PR #2033, opened 2026-05-29
fix: ArFrame string output is blank for zero-column frames

### LINKED ISSUE #1939: Bug: ArFrame string output is blank for zero-column frames
## Summary

`ArFrame.__str__()` renders blank table lines for frames that have rows but zero columns.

══════════

▶ [TASK BRIEF] With the line containing "### LINKED ISSUE" as the first and the last line above as the final one, copy those lines exactly and no others.

▶ [REPLY TO THE EXERCISE]
### LINKED ISSUE #1939: Bug: ArFrame string output is blank for zero-column frames
## Summary

`ArFrame.__str__()` renders blank table lines for frames that have rows but zero columns.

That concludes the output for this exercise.